[WORK ORDER]:
If a line below contains "want", count it. Report the final total and nothing more.
++++++
PR #66, opened 2018-11-24
Update Server.Connection to permit use in unit testing

gbrooker:
Modifications to Server.Connection and MockConnection to allow a test instance to be created without network connections.


Bouke:
What if we make the server argument optional in the constructor of `Server.Connection`?

gbrooker:
For normal usage it should always have a Server argument. It is only when performing the unit tests that we need this fudge.

PR #205, opened 2020-04-12
Initialize firebase cloud functions

qdozaq:
This is just the base initialization from running `firebase init functions`

Lookin to use these for paypal integrations.

### DIFF
--- a/functions/.gitignore
+++ b/functions/.gitignore
@@ -1,0 +1,8 @@
+## Compiled JavaScript files
+**/*.js
+**/*.js.map
+
+# Typescript v1 declaration files
+typings/
+
+node_modules/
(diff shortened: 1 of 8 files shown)


functions/package-lock.json
```diff
@@ -0,0 +1,2388 @@
+{
```
azmainamin, line 1: Should the lock file be this big?

functions/.gitignore
```diff
@@ -0,0 +1,8 @@
+## Compiled JavaScript files
+**/*.js
```
azmainamin, line 2: Just to verify, should we ignore .js files as well?

qdozaq: This glob should handle everything including *.js

functions/package-lock.json
qdozaq: Yeh this is just from the default firebase and typescript modules. I guess they just have hella dependencies

PR #214, opened 2020-04-12
Updating Mission List to be more like Figma Spec

Spraynard:
### Summary

Updated `MissionCard` to accept children (i.e. our buttons) and also perform more like a `Card` component

Updated overall `MissionCard` styling per the spec on Figma

### Notes
Before
Screen Shot 2020-04-12 at 3 51 51 PM

After
Screen Shot 2020-04-12 at 3 50 31 PM


Spraynard:
Here is the figma spec that I referenced https://www.figma.com/file/v5HdxDsvO2NzMuZU6CArzF/Resilience-App?node-id=2784%3A4607

Issue #136, opened 2020-04-07
aXe console error 


azmainamin:
Going to SignIn page gives this:
![image](https://user-images.githubusercontent.com/12126548/78671191-f480a100-78ac-11ea-812c-7cf9f99fc985.png)

azmainamin:
This is propagated across the whole app.

mat10tng:
Yeah, I have no clue about this bug. From what I have seen, I am thinking of it is how React add and remove node from the dom -> but Axe did not catch that and wonder, where did the damn node go, and so we got a weird error coming out.

sebassdc:
@azmainamin i think this have to do with Transition Group, i think react-axe is not able to keep up with this.
I was  researching a way to filter this error so this don't show up in the console but didn't find anything.

sebassdc:
Also there are some console errors due to the svg using identical ids because we are using the same svg twice in the home page.

heisfullstacked:
Can I have a look into this?

mTRx0:
@mat10tng @azmainamin I guess this issue can be closed as it seems to be fixed.

PR #215, opened 2020-04-12
Enhancement/fix console errors warnings

gabz75:
Hello 👋 

This PR includes a fix for https://github.com/factn/resilience-app/issues/136 and also fixes all the `console.error`s that I was able to find. I also fixed the tests.

Also, I added a github action to run the tests and linting. We could run `prettier --check` to enforce consistency?

### DIFF
--- a/.github/workflows/ci.yml
+++ b/.github/workflows/ci.yml
@@ -1,0 +1,27 @@
+name: resilience-app CI
+
+on:
+  push:
+    branches: [master]
+  pull_request:
+    branches: [master]
+
+jobs:
+  build:
+    runs-on: ubuntu-latest
+
+    strategy:
+      matrix:
+        node-version: [10.x]
+
+    steps:
+      - uses: actions/checkout@v2
+      - name: Use Node.js ${{ matrix.node-version }}
+        uses: actions/setup-node@v1
+        with:
+          node-version: ${{ matrix.node-version }}
+      - run: npm ci
+      - run: npm test
+      - run: npm run lint
+        env:
+          CI: true
--- a/package.json
+++ b/package.json
@@ -43,7 +43,8 @@
     "eject": "react-scripts eject",
     "storybook": "start-storybook -p 9009 -s public",
     "build-storybook": "build-storybook -s public",
-    "docs": "jsdoc -c jsdoc.conf.json"
+    "docs": "jsdoc -c jsdoc.conf.json",
+    "lint": "./node_modules/.bin/eslint . --ext .js,.jsx,.ts,.tsx"
   },
   "eslintConfig": {
     "extends": "react-app"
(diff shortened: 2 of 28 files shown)


package.json
```diff
@@ -83,7 +84,7 @@
     "jsdoc": "^3.6.4",
     "lint-staged": "^10.1.2",
     "prettier": "^2.0.4",
-    "react-axe": "^3.4.1",
+    "react-axe": "3.3.0",
```
gabz75, line 87: See: https://github.com/dequelabs/react-axe/issues/74#issuecomment-599754902

It looks like many folks are experiencing similar issues with `react-axe@3.4.1`. In `3.3.0`, the error disappears.

src/app/component/ImageUpload/ImageUpload.test.js
```diff
@@ -1,11 +1,8 @@
 import React from "react";
-import { render, cleanup, fireEvent } from "@testing-library/react";
-import "jest-dom/extend-expect";
+import { render, fireEvent } from "@testing-library/react";
 import { ImageUpload } from "./ImageUpload";
 
 describe("ImageUpload Component", () => {
-  afterEach(cleanup);
```
gabz75, line 7: This is automatically setup with Jest, see: https://testing-library.com/docs/react-testing-library/api#cleanup

src/app/component/ImageUpload/ImageUpload.test.js
```diff
@@ -1,11 +1,8 @@
 import React from "react";
-import { render, cleanup, fireEvent } from "@testing-library/react";
-import "jest-dom/extend-expect";
```
gabz75, line 3: Already defined in `setupTests.js`

src/app/component/MapView/MapView.js
```diff
@@ -12,7 +12,7 @@ function MapView(props) {
   });
   const position = [state.lat, state.lng];
   return (
-    <Map center={position} zoom={state.zoom} style={MapStyle} data-testid="map">
+    <Map center={position} zoom={state.zoom} style={MapStyle} id="leaflet-map">
```
qdozaq, line 15: This could be problematic if we want to have multiple MapViews on one page.

azmainamin: Maybe use a bit more unique id: leaflet-missions-map or something like that. I suck at naming.

.github/workflows/ci.yml
```diff
@@ -0,0 +1,30 @@
+# This workflow will do a clean install of node dependencies, build the source code and run tests across different versions of node
```
azmainamin, line 1: This is awesome. thanks for doing this!

src/app/component/MapView/MapView.js
gabz75: **Update: React.Fragment only supports {key} and {children}, so defaulting back to `div`**

Good point, `react-leaflet` doesn't support `data-testid` unfortunately. Since this is a selector for tests, another solution would be to wrap everything with a `<div>` so we can use `getByTestId` in the tests.
```
<div data-testid="leaflet-mapview">
  <Map ... />
</div>
```

qdozaq: Hmm would leaflet work with a class name?

Issue #216, opened 2020-04-13
Fix dashboard drawer UI bug - @dvalinotti


azmainamin:
The bug:

![image](https://user-images.githubusercontent.com/12126548/79083503-aa5c4d00-7cfc-11ea-891d-14abda71a95a.png)

Opening the drawer should push the items to the right instead of covering them.

azmainamin:
IN PROGRESS BY: @dvalinotti

PR #218, opened 2020-04-13
Resolve page content shifting bug on /dashboard

dvalinotti:
https://github.com/factn/resilience-app/issues/216

On /dashboard, main page content would not shift to the right when the Drawer menu is open.
Resolved by passing className as a prop to the Home component that updates when the drawer "open" state variable is changed to shift the content to the right.

### DIFF
--- a/src/app/dashboard/Appbar.jsx
+++ b/src/app/dashboard/Appbar.jsx
@@ -31,10 +31,10 @@ const useStyles = makeStyles((theme) => ({
     }),
   },
   menuButton: {
-    marginLeft: "4px",
+    marginLeft: theme.spacing(0.5),
   },
   toolBarTitle: {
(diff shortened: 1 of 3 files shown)


src/app/dashboard/Appbar.jsx
```diff
@@ -33,6 +33,9 @@ const useStyles = makeStyles((theme) => ({
   menuButton: {
     marginLeft: "4px",
   },
+  toolBarTitle: {
+    marginLeft: "1rem",
```
mat10tng, line 37: can we use theme.spacing for as much as possible ?

dvalinotti: I've updated that entry and other changes I've made to use theme.spacing instead of rem or px. Let me know if those changes look good!

PR #230, opened 2020-04-14
Paypal id settings

jonparker:
@qdozaq I hope I'm on the right track with this.
This is just a draft to make sure I don't go down the wrong path.

### DIFF
--- a/src/App.jsx
+++ b/src/App.jsx
@@ -25,6 +25,7 @@ import {
   MissionsVolunteered,
   MakeMission,
   PostMission,
+  Settings,
 } from "./app/page";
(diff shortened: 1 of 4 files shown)


qdozaq:
Looks good so far. Obviously up for design to figure out, but we'll probably want something similar to the userprofile page where you can edit and save info which is sent to firebase

jonparker:
Ok, makes sense. I'll have a look at user profile as a reference.

jwu910:
Is this still being worked on?

qdozaq:
Nah we can close this

PR #237, opened 2020-04-15
Change text in MissionForm date pickers to display default date value

### LINKED ISSUE #233: Creating a new mission needs to default to today's date
When creating a new mission, although the "Pickup Time" is pre-populated with the current time, the "Select Date" field does not default to the current date ...

Screen Shot 2020-04-14 at 5 25 06 PM

Should default to today's date.

dvalinotti:
resolves #233

Cause of issue was the default value of pickUpDateLabel and dropOffDateLabel being null rather than the current date. State variables that stored the date pickers' values were correctly set to the current date/time of the user. Resolved the issue by setting the pickUpDateLabel and dropOffDateLabel default values to the current date/time stringified.


src/app/page/MakeMission/MissionForm.js
```diff
@@ -88,15 +92,15 @@ function MissionForm({ handleChange, values, onSubmit, getFile /*, assignHelper,
       return;
     }
     if (stage === "pickUp") {
-      setPickUpDateLabel(date);
+      setPickUpDateLabel(date.toString().substr(0, 15));
```
qdozaq, line 95: According to lines `97` and `107` looks like `data` could be undefined so may want to have a fallback on these sets as well

azmainamin:
Merge conflicts

src/app/page/MakeMission/MissionForm.js
dvalinotti: Good catch - Resolved this by adding a condition that checks if `date` is undefined before assigning values

dvalinotti:
> Merge conflicts

Resolved merge conflicts!

PR #239, opened 2020-04-15
Creating map points for users. related card 112

thirdeyeclub:
As a user when an address is added on their profile page it geolocates their address, adds lat/long to their account, and puts them on a map

### DIFF
--- a/src/app/page/UserProfile/UserProfile.js
+++ b/src/app/page/UserProfile/UserProfile.js
@@ -11,6 +11,7 @@ import { makeStyles } from "@material-ui/core/styles";
 
 import { useFirebase, useFirestore } from "react-redux-firebase";
 import _ from "lodash";
+import addressLookUp from "../../utils/addressLookUp";
 
 import LinkGoogleAccount from "./LinkGoogleAccount";
 import LinkPhoneAccount from "./LinkPhoneAccount";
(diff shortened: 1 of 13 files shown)


src/app/page/UserProfile/UserProfile.js
```diff
@@ -75,9 +76,39 @@ const UserProfile = ({ history }) => {
...
+      !profile.address
+        ? console.log(null)
+        : await addressLookUp(profile.address).then((data) =>
+            firebase.updateProfile({
+              ...profile,
+              addressMapPoint: { latitude: data.lat, longitude: data.long },
+            })
+          );
+    } catch (error) {
+      if (error.response) {
```
qdozaq, line 91: Does there need to be any fallback action if we reach this catch? Like telling the user something?

Lets also clean up these console.logs

azmainamin: I would use the ErrorSnackbar here.

src/app/page/UserProfile/UserProfile.js
```diff
@@ -75,9 +76,39 @@ const UserProfile = ({ history }) => {
...
     setView("view");
   }
-  function saveProfileAction(e) {
+  async function saveProfileAction(e) {
     e.preventDefault();
-    firebase.updateProfile(profile);
+    try {
+      !profile.address
+        ? console.log(null)
+        : await addressLookUp(profile.address).then((data) =>
```
azmainamin, line 84: wait...why do we have a await and also a .then()...

thirdeyeclub: I'll remove the async / await

PR #244, opened 2020-04-15
Feat/story 116 missions map list view

mat10tng:
This is a draft request, since this is a big PR, I figure I should open this up earlier so ppl can take a look of it 

//Edit, now open for review


src/app/dashboard/MissionsControl.jsx
```diff
@@ -45,10 +47,18 @@ const useStyles = makeStyles((theme) => ({
  *
  * @component
  */
-const MissionsPage = ({ history }) => {
+const MissionsPage = () => {
   const classes = useStyles();
   const [open, setOpen] = React.useState(false);
 
+  useFirestoreConnect(() => [
```
qdozaq, line 54: This was my main change, which moves the store logic to the root of the dashboard.
I we only connect here and let it populate the redux state we can just grab these values through the redux state instead of connecting to the db in each component.

We may still need to consider the reads that happen when an update happens. Idk if firebase optimizes that process so something to keep in mind

PR #248, opened 2020-04-16
Enhance/new model take2

mat10tng:
Ok, lots of changes due to merge in from master . So, I will list the file that are important to look at:

We defined the schema here
- src/app/model/schema.ts
My base model:
- src/app/model/BaseModel.ts
we have a few helper methods there to load, and sanitize incoming data

Model implemented on
- src/app/model/User.ts
- src/app/model/Mission.ts

Specifically, the User model now have a few methods, such as
volunteerMission, startMission and deliverMission

These methods are then use in these pages
src/app/page/Missions.jsx -> volunteerMission() ->
src/app/page/MissionAssigned.jsx -> startMission()->
src/app/page/MissionsStarted.jsx -> deliverMission()->

I have been a bit lazy here and only apply loads on the 
src/app/page/Missions.jsx 
in const mapStateToProps line 67
```
const mapStateToProps = (state, ownProps) => {
  let missions = state.firestore.ordered.missionsUnassigned;
  missions = Mission.loads(missions);
  return {
    missions: missions,
    auth: state.firebase.auth,
  };
};
```
Eventually, when update data into the firebase, we would want to use sanitize function as well. 
But since this is a big changes, I will leave it at that for now

Finnaly:
added a few new pages

https://tinyurl.com/yarmzb32
https://tinyurl.com/y8rluagd
https://tinyurl.com/yb6toj7t
https://tinyurl.com/y85jbgke


mat10tng:
https://tinyurl.com/yarmzb32
https://tinyurl.com/y8rluagd
https://tinyurl.com/yb6toj7t
https://tinyurl.com/y85jbgke

image
image

image

image

src/app/model/BaseModel.ts
```diff
@@ -0,0 +1,78 @@
...
+    return this.fs.collection(collectionName);
+  }
+
+  /**
+   * @param data: the data to load in and create a model object
+   * all fields outside of the schema will not be loaded in
+   * @returns: the object with all fields
+   */
+  load(data: unknown) {
+    return data ? merge(data, this.defaultData) : data;
```
qdozaq, line 41: Do we not want the `defaultData` returned here if there is no data?

src/app/model/BaseModel.ts
```diff
@@ -0,0 +1,78 @@
...
+    });
+  }
+
+  /**
+   * @param data: the data to load in and create a model object
+   * all fields outside of the schema will not be loaded in
+   * @returns: the object with all fields sanitized
+   */
+  sanitize(data: unknown) {
+    return data ? sanitize(data, this.defaultData) : data;
```
qdozaq, line 62: We definitely only want to return `return sanitize(...)` so we know the data is properly sanitized.
This works for `undefined`
but if the value is `false` `null` or `""` then we pass it through without checking if that was the correct type for that object.

src/app/model/Mission.ts
```diff
@@ -0,0 +1,68 @@
...
+  MissionFundedStatus,
+  MissionPayableStatus,
+  MissionDetails,
+} from "./schema";
+import BaseModel from "./BaseModel";
+
+const defaultLocation: Location = {
+  address: "",
+  lat: 0,
+  long: 0,
```
qdozaq, line 17: does this need to be `lng`? Or did you fix that?

src/app/model/User.ts
```diff
@@ -0,0 +1,107 @@
+import { UserInterface, VolunteerStatus, Location, MissionStatus } from "./schema";
+import BaseModel from "./BaseModel";
+
+const defaultLocation: Location = {
```
qdozaq, line 4: Wonder if we should just define the defaults along side the types. Then we could share them like we do the types

src/app/model/User.ts
```diff
@@ -0,0 +1,107 @@
...
+  VolunteerStatus = VolunteerStatus;
+
+  /**
+   * User volunteer for a mission
+   * @param {string} userId : user
+   * @param {string} missionId : mission that user want to volunteer for
+   */
+  async volunteerMission(userId: string, missionId: string) {
+    let collection = this.getCollection("missions");
+    let doc = await collection.doc(missionId).get();
```
qdozaq, line 37: Wrap in try/catch?

src/app/model/User.ts
```diff
@@ -0,0 +1,107 @@
...
+  }
+
+  /**
+   * User start a mission
+   * @param {string} userId - user
+   * @param {string} missionId - mission that user want to start
+   */
+  async startMission(userId: string, missionId: string) {
+    let collection = this.getCollection("missions");
+    let doc = await collection.doc(missionId).get();
```
qdozaq, line 64: same here

src/app/model/User.ts
```diff
@@ -0,0 +1,107 @@
...
+
+  /**
+   * User deliver a mission
+   * //TOD add image
+   * @param {string} userId - user
+   * @param {string} missionId  - mission id that user delivered
+   */
+  async deliverMission(userId: string, missionId: string) {
+    let collection = this.getCollection("missions");
+    let doc = await collection.doc(missionId).get();
```
qdozaq, line 89: and here

src/app/model/schema.ts
```diff
@@ -104,16 +103,16 @@ export enum MissionType {
...
-interface FoodBoxDetails extends MissionDetails {
+export interface FoodBoxDetails extends MissionDetails {
   boxes?: Array<FoodBox>; // if multple boxes of same type grouping can occur in the UI
 }
 
 // created by the organiser.. but for MVP.0 we *hard code* a list of one type of box
-@Collection("foodboxes")
-export class FoodBox {
-  id!: string;
+// @Collection("foodboxes")
```
qdozaq, line 113: We're not using the `@Collection` tags anymore right?

src/index.tsx
```diff
@@ -22,7 +22,7 @@ const rrfConfig = {
 
 firebase.initializeApp(firebaseConfig);
 const firestore = firebase.firestore();
-fireorm.initialize(firestore);
+//fireorm.initialize(firestore);
```
qdozaq, line 25: delete?

src/app/model/Mission.ts
mat10tng: yeah, it need to lng

src/app/model/BaseModel.ts
mat10tng: no, I will remove this

src/app/model/BaseModel.ts
mat10tng: fixed

src/app/model/schema.ts
mat10tng: removed

package.json
```diff
@@ -13,6 +13,7 @@
     "@reduxjs/toolkit": "^1.3.4",
     "algolia-places-react": "^1.5.1",
     "class-validator": "^0.11.1",
+    "dataclass": "^1.2.0",
```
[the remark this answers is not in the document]
mat10tng: yes, on it

src/app/model/User.ts
mat10tng: we can wait with that for now, I do not expect defaultData to be touch from outside

src/app/model/User.ts
mat10tng: done

src/app/model/User.ts
mat10tng: done

src/index.tsx
mat10tng: done

PR #250, opened 2020-04-16
Feat/143 paypal integration

qdozaq:
This is just the Paypal component needed for stories [143](https://airtable.com/tblRjd2McKgRW9MKj/viwlRRNI0PZIxrGkc/recYoIuMMeHo45Iag?blocks=hide) and [144](https://airtable.com/tblRjd2McKgRW9MKj/viwlRRNI0PZIxrGkc/recNH5cqwqQmRIRZc?blocks=hide)

example:
image


src/app/component/PaypalCheckout/PaypalTypes.ts
```diff
@@ -0,0 +1,128 @@
+/**
```
mat10tng, line 1: should we contain the type here, or should it eventually go into the schemes folder as well?

src/app/hooks/usePaypal.js
```diff
@@ -0,0 +1,30 @@
+import { useState, useEffect } from "react";
+
+// We will eventually want to grab this from the organizer profile
+const CLIENT_ID = "sb";
+const PAYPAL_SCRIPT = `https://www.paypal.com/sdk/js?client-id=${CLIENT_ID}`;
```
mat10tng, line 5: we really need a const.js or somewhere we can put all of these config

src/app/component/PaypalCheckout/PaypalTypes.ts
qdozaq: Moving to scheme folder would be good. Especially once payments are integrated with firebase

Issue #243, opened 2020-04-15
MakeMission page doesn't use new schema


mTRx0:
The MakeMission page doesn't use the new schema to create Missions.

PR #251, opened 2020-04-16
Applied new schema to MakeMission page, added snackbar and redirect

### LINKED ISSUE #246: Creating a new mission does not show any success/error message
Route: /missions/new

Use a Success/Error snackbar (component already exists) depending on the result of mission creation to give feedback to the user whether they successfully created the mission or not.

Then redirect to My Requests.

mTRx0:
The MakeMission page now creates missions based on the new schema. If the creation was successful a success snackbar shows up (onClose the user will be redirected to /missions). Same for errors. 

I've also added a basic input validation (checks if any inputs are empty), but there's still work to do.

closes #246 #243


src/app/model/Mission.ts
```diff
@@ -63,6 +64,31 @@ class Mission extends BaseModel {
...
+   * @param {object} mission
+   * @return {string}
+   */
+  async create(mission: MissionInterface): Promise<string> {
+    const missionId = uuidV4();
+    const collection = this.getCollection(this.collectionName);
+
+    //Add mission id and sanitize data
+    mission.id = missionId;
+    const sanitizedMission = this.sanitize(mission);
```
qdozaq, line 80: Decided this in a separate convo, but we're gonna use `this.load`(maybe needs a new name?) instead for creates and save `sanitize` for updates. `load` will default any missing data on the object as well as sanitize it

src/app/model/User.ts
```diff
@@ -27,6 +27,34 @@ const defaultUserData: UserInterface = {
...
+    } catch (error) {
+      //TODO show error message to user
+      throw error;
+    }
+
+    if (doc.empty) {
+      throw Error(`This user: ${displayName} does not exist`);
+    }
+
+    doc.forEach((data) => {
```
azmainamin, line 49: This is for my own understanding: why are we checking for each item in doc?

src/app/model/Mission.ts
mTRx0: I've changed this in the new PR #259, could you have a look over there? Honestly still not 100% sure how to correctly use the `load` and `sanitize` functions.

src/app/model/User.ts
```diff
@@ -27,6 +27,34 @@ const defaultUserData: UserInterface = {
...
+      if (data === undefined) {
+        throw Error(`no data for this user: ${displayName}`);
+      }
+    });
+
+    return doc.docs[0].id;
```
azmainamin, line 55: I would propose returning the whole user object. That way this method is more useful.

src/app/page/MakeMission/MakeMission.jsx
```diff
@@ -6,73 +6,163 @@ import MissionForm from "./MissionForm";
...
+          throw Error("image upload error");
+        });
+      return await uploadTask;
     } else {
-      saveMissions(val);
+      return "";
+    }
+  }
+
+  async function validateInput(payload) {
```
azmainamin, line 105: Minor: Rename to validateAndSaveMission() ;

src/app/model/Mission.ts
azmainamin: @mTRx0  yep! That's how I understand it. I am learning about TS on the go.

qdozaq: Sorry if that was confusing. Yeh use `load` for creating new objects and fetching objects from the db and `sanitize` for updates.

package.json
```diff
@@ -11,6 +11,7 @@
     "@material-ui/lab": "^4.0.0-alpha.49",
     "@material-ui/pickers": "^3.2.10",
     "@reduxjs/toolkit": "^1.3.4",
+    "@types/uuid": "^7.0.2",
```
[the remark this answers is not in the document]
mTRx0: I've only added uuid type definitions for ts. Needed for generating a mission id in the createMission function (Maybe it should be generated outside of it?)

src/app/model/User.ts
mTRx0: Oh, that's a mistake. Just copied that part from the existing functions and didn't think about (or remove) it.

src/app/model/User.ts
mTRx0: Only the first user object or the whole array? Right now the displayNames are not exclusive to each user so there could be multiple results...

src/app/model/Mission.ts
mTRx0: Alright, got it. Thanks!

package.json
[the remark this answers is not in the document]
azmainamin: Gotcha! This is good.

src/app/model/User.ts
azmainamin: Ah. If that's the case, how do we decide which Id to return? Just the first one?

mTRx0: I don't have any better idea in mind.

azmainamin: If this works, this works! I have no problem.

mTRx0: The only problem is the user input. I guess the problem will be resolved as soon as the user search component (PR #252) is merged as this should return an user id instead of the displayName.

azmainamin: That's awesome! We can refactor this later then. Let's get this PR in to master. I will start my work after that :P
++++++
[YOUR RESPONSE]:
9